EXERCISE INSTRUCTIONS → The lines from the start of the data through the line with "page is viewed" are to be returned verbatim; all later lines are to be omitted.

Records contained in a dataset →
PR #54733, opened 2025-01-21
[NOX] Add tracking events for the WooPayments payment methods selection flow

### LINKED ISSUE #10199: Implement tracks events for payment methods selection flow
### Description

Implement the following tracking events on the new payment methods selection flow (note on naming, we may want to use a `wcpay` prefix rather than `wcadmin`:

1. `wcadmin_settings_payments_payment_methods_pageview` - when the payment methods page is viewed
2. `wcadmin_settings_payments_payment_methods_continue` - when “Continue” is clicked on the payment methods page. This will also contain context variables for which payment methods were selected, and which were deselected - this is similar to the events we fire in the WooCommerce Core profiler, such as `wcadmin_coreprofiler_store_extensions_continue`.

### Acceptance criteria

* Events are created and validated.

anu-rock:

Closes [#10199](https://github.com/Automattic/woocommerce-payments/issues/10199)

Add tracking events for the payment methods selection flow during WooPayments activation on the new Payment settings page: page view and selected/not-selected PMs.

##### Local

1. Run `localStorage.setItem( 'debug', 'wc-admin:tracks' );` on your site browser console. And look for verbose logs.
2. Enable the new Payment settings page by going to WP Admin > Tools > WCA Test Helper > Features and turning on the `reactify-classic-payments-settings` flag. (requires the WC Beta Tester plugin).
3. Go to WP Admin > WooCommerce > Settings > Payments. Deactivate WooPayments if already active.
4. Click the Enable button for WooPayments. It will redirect you to the payment method selection page.
5. Verify that the `wcpay_settings_payment_methods_pageview` event was fired.
6. Toggle a few PMs or keep the default selection. Click the Continue button.
7. Verify that the `wcpay_settings_payment_methods_continue` event was fired with a map of all payment methods and their selection state (true or false).

image

##### JurassicNinja

1. Create a new JN site with WooCommerce on this PR's live branch and the WooCommerce Beta Tester plugin (here is a [direct JN create link](https://jurassic.ninja/create/?jetpack-beta&shortlived&nojetpack&woocommerce-beta-tester&woocommerce&branches.woocommerce=update/10199-woopayments-recommended-pms-add-tracks))
2. Go to WP Admin > WooCommerce menu item. You will be taken to the WooCommerce profiler. Click "Skip guided setup" and choose `US` as the store's base location country.
3. Go to WooCommerce > Settings > Advanced > WooCommerce.com and turn the `Enable tracking` flag on.
4. Install [Tracks Vigilante](https://github.com/Automattic/tracks-chrome-extension) browser extension and use its log of events.
5. Go to the Payments -> Settings page, Install and Enable WooPayments.
6. Follow the steps in the Local section above. Instead of browser console, verify that correct events are recorded in Tracks Vigilante.

### Changelog entry

<details>

#### Significance

-   [ ] Patch
-   [ ] Minor
-   [ ] Major

#### Type

#### Message 

</details>

<details>

#### Comment 

</details>


plugins/woocommerce/client/admin/client/settings-payments/test/settings-payments-methods.test.tsx
```diff
@@ -0,0 +1,53 @@
+/**
```
dmallory42, line 1: Thank you for adding tests for this behaviour!

plugins/woocommerce/client/admin/client/settings-payments/index.tsx
```diff
@@ -194,7 +195,13 @@ const SettingsPaymentsMethods = () => {
 	// Retrieve wooPayments gateway
 	const wooPayments = getWooPaymentsFromProviders( providers );
 
-	const onClick = useCallback( () => {
+	const onPaymentMethodsContinueClick = useCallback( () => {
+		// Record the event along with payment methods selected
+		recordEvent(
+			'wcpay_settings_payment_methods_continue',
+			paymentMethodsState
```
dmallory42: Currently it looks like this will be an object containing the PMs and either `true` / `false` depending on if they were selected.

My suggestion for making the data a bit easier to analyse would be to do something similar to the [wcadmin_coreprofiler_store_extensions_installed_and_activated](https://mc.a8c.com/tracks/events/event.php?eventname=wcadmin_coreprofiler_store_extensions_installed_and_activated) event (see the `installed_extensions` param) - so we would end up with something like:

```js
recordEvent(
'wcpay_settings_payment_methods_continue',
{
    selected_payment_methods: [ 'card', apple_pay', ... ],
    deselected_payment_methods: [ 'google_pay' ],
} );
```

This would also make it easier when registering the event as the param names would be fixed instead of dynamic. 

We'd need to add a bit of logic to filter the payment methods state in order to generate the lists of selected and deselected payment methods. Also I'm not 100% sure on the naming of those fields, so feel free to suggest any improvements!

plugins/woocommerce/client/admin/client/settings-payments/index.tsx
```diff
@@ -216,6 +223,7 @@ const SettingsPaymentsMethods = () => {
 
 		if ( location.pathname === '/payment-methods' ) {
 			hideWooCommerceNavTab( 'none' );
+			recordEvent( 'wcpay_settings_payment_methods_pageview' );
```
dmallory42, line 238: I'm not 100% sure, but generally I see people pass in `{}` as the second parameter, even when there are no additional params we want to track.

dmallory42 (approved):
LGTM - thank you for working on this! I 🚀  tested and everything is working well. I made a couple of suggestions for improvements I think we should consider before merge, but approving as this is in a good state once those are addressed!

plugins/woocommerce/client/admin/client/settings-payments/index.tsx
anu-rock: So, I found a few places where it's used without a second param. I think I'll leave it as it is, unless passing `{}` has a desired effect that we'd be missing out on?

https://github.com/woocommerce/woocommerce/blob/ad07839bfbd604a22ed2c41a633752cbfe1fc9ea/plugins/woocommerce/client/admin/client/homescreen/mobile-app-modal/index.tsx#L72-L80

https://github.com/woocommerce/woocommerce/blob/b3e76c41b4fa7bec4bdabc16163a21bd59ac351f/packages/js/product-editor/src/blocks/product-fields/attributes/edit.tsx#L63-L102

https://github.com/woocommerce/woocommerce/blob/a16f11ad6ee01389bdb68ee499b85c676e283d36/plugins/woocommerce/client/admin/client/marketplace/components/my-subscriptions/subscriptions-expired-expiring-notice.tsx#L81-L87

plugins/woocommerce/client/admin/client/settings-payments/index.tsx
anu-rock: Love your suggestion. I'll refactor it to make it so.

plugins/woocommerce/client/admin/client/settings-payments/test/settings-payments-methods.test.tsx
anu-rock: I'm glad they are helpful.

plugins/woocommerce/client/admin/client/settings-payments/index.tsx
dmallory42: In that case, it's fine! I only had a cursory look and wanted to make sure we were following patterns used elsewhere but it seems like it is the same in other places.

plugins/woocommerce/client/admin/client/settings-payments/index.tsx
anu-rock: Alright, done in https://github.com/woocommerce/woocommerce/pull/54733/commits/8a69569927a5f86537fc0bc80dccfdce056aeff1 ✅

dmallory42: Looks good to me, thanks for making that update. Let's :shipit: !

plugins/woocommerce/client/admin/client/settings-payments/index.tsx
```diff
@@ -194,7 +197,21 @@ const SettingsPaymentsMethods = () => {
 	// Retrieve wooPayments gateway
 	const wooPayments = getWooPaymentsFromProviders( providers );
 
-	const onClick = useCallback( () => {
+	const onPaymentMethodsContinueClick = useCallback( () => {
+		// Record the event along with payment methods selected
+		recordEvent( 'wcpay_settings_payment_methods_continue', {
```
vladolaru, line 202: I think we should only pass string values for event props, not objects. Here is [an example](https://github.com/woocommerce/woocommerce/blob/5d1959c5f3305e1a702d4a12f97ad04dd825354a/plugins/woocommerce/client/admin/client/payments-welcome/index.tsx#L119-L119) of turning a list into a coma-separated string for an event props.

AFAIK, Tracks only handles single values event props. Even booleans get translated. See this Slack message p1714122766970679-slack-C03KTTK2YMA.

It is best not to rely on some Tracks ingestion system (that may or may not be there) to automatically convert things.

plugins/woocommerce/client/admin/client/settings-payments/index.tsx
```diff
@@ -194,7 +197,21 @@ const SettingsPaymentsMethods = () => {
...
+			selected_payment_methods: Object.keys( paymentMethodsState ).filter(
```
vladolaru: Same here.

plugins/woocommerce/client/admin/client/settings-payments/index.tsx
```diff
@@ -194,7 +197,21 @@ const SettingsPaymentsMethods = () => {
...
+				( paymentMethod ) =>
+					paymentMethodsState[ paymentMethod ] === true
+			),
+			deselected_payment_methods: Object.keys(
```
vladolaru: Same here.

vladolaru (commented):
Thanks for working on this, Anurag. I left a couple of comments related to the data type we use for event props.

plugins/woocommerce/client/admin/client/settings-payments/index.tsx
vladolaru: cc @dmallory42

dmallory42: Great catch, @vladolaru!

anu-rock: Great catch! I missed this nuance when looking at the usage of recordEvent in our codebase. Fixed in https://github.com/woocommerce/woocommerce/pull/54733/commits/d53a9fa0de9913dd9bdd8875a6550ea45b1ebfed.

RESULT FOR THIS TASK →
PR #54733, opened 2025-01-21
[NOX] Add tracking events for the WooPayments payment methods selection flow

### LINKED ISSUE #10199: Implement tracks events for payment methods selection flow
### Description

Implement the following tracking events on the new payment methods selection flow (note on naming, we may want to use a `wcpay` prefix rather than `wcadmin`:

1. `wcadmin_settings_payments_payment_methods_pageview` - when the payment methods page is viewed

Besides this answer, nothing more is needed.